====== Task inputs

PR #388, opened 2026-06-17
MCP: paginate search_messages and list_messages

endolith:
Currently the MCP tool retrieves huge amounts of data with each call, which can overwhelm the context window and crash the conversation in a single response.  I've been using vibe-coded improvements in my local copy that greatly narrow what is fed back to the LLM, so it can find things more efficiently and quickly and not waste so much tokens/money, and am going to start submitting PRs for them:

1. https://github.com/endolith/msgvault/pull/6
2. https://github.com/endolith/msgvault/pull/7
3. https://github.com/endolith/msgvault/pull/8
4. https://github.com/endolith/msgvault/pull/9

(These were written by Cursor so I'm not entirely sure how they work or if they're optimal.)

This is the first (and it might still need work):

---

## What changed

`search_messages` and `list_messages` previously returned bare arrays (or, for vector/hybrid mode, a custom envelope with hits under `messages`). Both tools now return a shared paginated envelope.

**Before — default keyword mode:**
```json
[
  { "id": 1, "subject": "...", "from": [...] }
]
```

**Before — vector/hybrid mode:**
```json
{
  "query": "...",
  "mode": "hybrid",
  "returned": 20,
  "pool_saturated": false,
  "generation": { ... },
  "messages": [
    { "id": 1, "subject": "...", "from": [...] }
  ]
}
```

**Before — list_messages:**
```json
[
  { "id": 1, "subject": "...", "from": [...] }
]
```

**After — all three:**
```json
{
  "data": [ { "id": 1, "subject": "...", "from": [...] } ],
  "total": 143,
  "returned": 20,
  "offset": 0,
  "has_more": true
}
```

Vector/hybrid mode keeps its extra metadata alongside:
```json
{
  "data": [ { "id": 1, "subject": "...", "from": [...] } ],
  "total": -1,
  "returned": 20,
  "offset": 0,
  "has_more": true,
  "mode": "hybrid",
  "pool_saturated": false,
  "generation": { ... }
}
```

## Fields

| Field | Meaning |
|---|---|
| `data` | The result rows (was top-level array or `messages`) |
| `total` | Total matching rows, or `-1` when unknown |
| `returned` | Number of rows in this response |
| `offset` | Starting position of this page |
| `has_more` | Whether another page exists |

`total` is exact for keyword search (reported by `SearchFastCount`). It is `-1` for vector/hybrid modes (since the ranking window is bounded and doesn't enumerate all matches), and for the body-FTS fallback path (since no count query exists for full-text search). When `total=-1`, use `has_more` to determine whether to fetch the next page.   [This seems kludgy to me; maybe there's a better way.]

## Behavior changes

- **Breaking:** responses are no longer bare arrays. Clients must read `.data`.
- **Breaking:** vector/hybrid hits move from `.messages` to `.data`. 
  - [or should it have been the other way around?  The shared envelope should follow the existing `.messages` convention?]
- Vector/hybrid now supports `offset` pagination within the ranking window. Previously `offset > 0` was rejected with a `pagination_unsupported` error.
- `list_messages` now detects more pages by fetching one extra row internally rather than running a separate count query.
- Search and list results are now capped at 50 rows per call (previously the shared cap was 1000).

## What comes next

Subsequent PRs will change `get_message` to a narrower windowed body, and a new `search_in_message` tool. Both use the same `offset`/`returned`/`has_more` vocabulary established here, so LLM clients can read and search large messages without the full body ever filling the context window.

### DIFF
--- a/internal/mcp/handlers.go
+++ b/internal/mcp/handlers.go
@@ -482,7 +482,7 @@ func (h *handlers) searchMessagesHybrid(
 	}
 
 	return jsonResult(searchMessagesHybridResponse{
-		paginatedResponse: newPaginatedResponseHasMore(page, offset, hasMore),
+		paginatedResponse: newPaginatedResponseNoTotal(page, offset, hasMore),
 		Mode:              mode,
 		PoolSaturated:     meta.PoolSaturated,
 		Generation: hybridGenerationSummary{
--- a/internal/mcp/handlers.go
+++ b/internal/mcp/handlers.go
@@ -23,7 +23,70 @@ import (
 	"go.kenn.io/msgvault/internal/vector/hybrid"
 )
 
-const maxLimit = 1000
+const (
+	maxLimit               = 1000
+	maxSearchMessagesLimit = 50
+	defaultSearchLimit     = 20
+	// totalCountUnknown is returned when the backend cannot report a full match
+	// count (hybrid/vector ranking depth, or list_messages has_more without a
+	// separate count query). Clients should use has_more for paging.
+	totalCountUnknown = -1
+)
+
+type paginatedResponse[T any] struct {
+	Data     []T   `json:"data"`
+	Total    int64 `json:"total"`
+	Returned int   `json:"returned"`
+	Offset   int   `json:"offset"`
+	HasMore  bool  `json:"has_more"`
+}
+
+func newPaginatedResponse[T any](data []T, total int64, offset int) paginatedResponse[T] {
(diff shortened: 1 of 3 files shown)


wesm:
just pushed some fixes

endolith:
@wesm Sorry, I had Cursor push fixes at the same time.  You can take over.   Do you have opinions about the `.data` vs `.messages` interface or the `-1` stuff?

============

Task goal: Please quote the data above in full, with no line missing.

Response to this exercise:
PR #388, opened 2026-06-17
MCP: paginate search_messages and list_messages

endolith:
Currently the MCP tool retrieves huge amounts of data with each call, which can overwhelm the context window and crash the conversation in a single response.  I've been using vibe-coded improvements in my local copy that greatly narrow what is fed back to the LLM, so it can find things more efficiently and quickly and not waste so much tokens/money, and am going to start submitting PRs for them:

1. https://github.com/endolith/msgvault/pull/6
2. https://github.com/endolith/msgvault/pull/7
3. https://github.com/endolith/msgvault/pull/8
4. https://github.com/endolith/msgvault/pull/9

(These were written by Cursor so I'm not entirely sure how they work or if they're optimal.)

This is the first (and it might still need work):

---

## What changed

`search_messages` and `list_messages` previously returned bare arrays (or, for vector/hybrid mode, a custom envelope with hits under `messages`). Both tools now return a shared paginated envelope.

**Before — default keyword mode:**
```json
[
  { "id": 1, "subject": "...", "from": [...] }
]
```

**Before — vector/hybrid mode:**
```json
{
  "query": "...",
  "mode": "hybrid",
  "returned": 20,
  "pool_saturated": false,
  "generation": { ... },
  "messages": [
    { "id": 1, "subject": "...", "from": [...] }
  ]
}
```

**Before — list_messages:**
```json
[
  { "id": 1, "subject": "...", "from": [...] }
]
```

**After — all three:**
```json
{
  "data": [ { "id": 1, "subject": "...", "from": [...] } ],
  "total": 143,
  "returned": 20,
  "offset": 0,
  "has_more": true
}
```

Vector/hybrid mode keeps its extra metadata alongside:
```json
{
  "data": [ { "id": 1, "subject": "...", "from": [...] } ],
  "total": -1,
  "returned": 20,
  "offset": 0,
  "has_more": true,
  "mode": "hybrid",
  "pool_saturated": false,
  "generation": { ... }
}
```

## Fields

| Field | Meaning |
|---|---|
| `data` | The result rows (was top-level array or `messages`) |
| `total` | Total matching rows, or `-1` when unknown |
| `returned` | Number of rows in this response |
| `offset` | Starting position of this page |
| `has_more` | Whether another page exists |

`total` is exact for keyword search (reported by `SearchFastCount`). It is `-1` for vector/hybrid modes (since the ranking window is bounded and doesn't enumerate all matches), and for the body-FTS fallback path (since no count query exists for full-text search). When `total=-1`, use `has_more` to determine whether to fetch the next page.   [This seems kludgy to me; maybe there's a better way.]

## Behavior changes

- **Breaking:** responses are no longer bare arrays. Clients must read `.data`.
- **Breaking:** vector/hybrid hits move from `.messages` to `.data`. 
  - [or should it have been the other way around?  The shared envelope should follow the existing `.messages` convention?]
- Vector/hybrid now supports `offset` pagination within the ranking window. Previously `offset > 0` was rejected with a `pagination_unsupported` error.
- `list_messages` now detects more pages by fetching one extra row internally rather than running a separate count query.
- Search and list results are now capped at 50 rows per call (previously the shared cap was 1000).

## What comes next

Subsequent PRs will change `get_message` to a narrower windowed body, and a new `search_in_message` tool. Both use the same `offset`/`returned`/`has_more` vocabulary established here, so LLM clients can read and search large messages without the full body ever filling the context window.

### DIFF
--- a/internal/mcp/handlers.go
+++ b/internal/mcp/handlers.go
@@ -482,7 +482,7 @@ func (h *handlers) searchMessagesHybrid(
 	}
 
 	return jsonResult(searchMessagesHybridResponse{
-		paginatedResponse: newPaginatedResponseHasMore(page, offset, hasMore),
+		paginatedResponse: newPaginatedResponseNoTotal(page, offset, hasMore),
 		Mode:              mode,
 		PoolSaturated:     meta.PoolSaturated,
 		Generation: hybridGenerationSummary{
--- a/internal/mcp/handlers.go
+++ b/internal/mcp/handlers.go
@@ -23,7 +23,70 @@ import (
 	"go.kenn.io/msgvault/internal/vector/hybrid"
 )
 
-const maxLimit = 1000
+const (
+	maxLimit               = 1000
+	maxSearchMessagesLimit = 50
+	defaultSearchLimit     = 20
+	// totalCountUnknown is returned when the backend cannot report a full match
+	// count (hybrid/vector ranking depth, or list_messages has_more without a
+	// separate count query). Clients should use has_more for paging.
+	totalCountUnknown = -1
+)
+
+type paginatedResponse[T any] struct {
+	Data     []T   `json:"data"`
+	Total    int64 `json:"total"`
+	Returned int   `json:"returned"`
+	Offset   int   `json:"offset"`
+	HasMore  bool  `json:"has_more"`
+}
+
+func newPaginatedResponse[T any](data []T, total int64, offset int) paginatedResponse[T] {
(diff shortened: 1 of 3 files shown)


wesm:
just pushed some fixes

endolith:
@wesm Sorry, I had Cursor push fixes at the same time.  You can take over.   Do you have opinions about the `.data` vs `.messages` interface or the `-1` stuff?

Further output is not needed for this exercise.